About the truly remote and outlandish parts of the book—a story of alien invasions taking place at the time of the Civil War and paying off in the near future, in which various actual and sort of actual (I’m guessing) members of the many-branched and populous Park, Parke, and Claiborne families take villainous or heroic parts to save humanity—I will say only that they are deeply satisfying in themselves, and as the glamour of the metafiction surrounds and enlarges them, their struggles and fates become ever less weirdly Gothic and more full of the pathos of “Paul Park”’s efforts to save himself. Like Joyce’s efforts on Leopold Bloom’s behalf—deploying every weird stylistic and rhetorical device he can by main strength come up with—Paul Park’s efforts on “Paul Park”’s behalf have a greatly brave conclusion that leaves everything finally in doubt. Where else? Let’s be clear: there is nothing like this in sf or in fantastic literature properly so called; it is a wild departure, finely made, serious and willful and comic, self-effacing even in the act of self-exploitation. Don’t be afraid. Read it.
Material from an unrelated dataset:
PR #2553, opened 2022-06-18
Fix rich editor focus handling

### LINKED ISSUE #2549: When editing existing strings in rich editor cursor jumps to the end
As reported on Matrix:

"When editing existing strings which have translations for "One" and "More", after each input, the cursor jumps to the end of the string."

One further note: There are a few writers of fantasy and science fiction who can be said to carry not only an individual and instantly recognizable style but who can create worlds, characters, and circumstances at will by the swiftness and certainty of that style. In much of fantasy and sf, such a power is less important; Tolkien’s unexceptionable high-table language isn’t important, his visions are; Isaac Asimov was a great projector and a barely adequate writer. Park is one of a handful—I’d adduce J.G. Ballard and William Gibson—in whom we can feel the force of thought creating worlds in words, strong sure voices calm in a blizzard of self-generated weirdness. I can hear it in any one of his sentences, from Soldiers of Paradise on.
John Crowley lives in Western Massachusetts.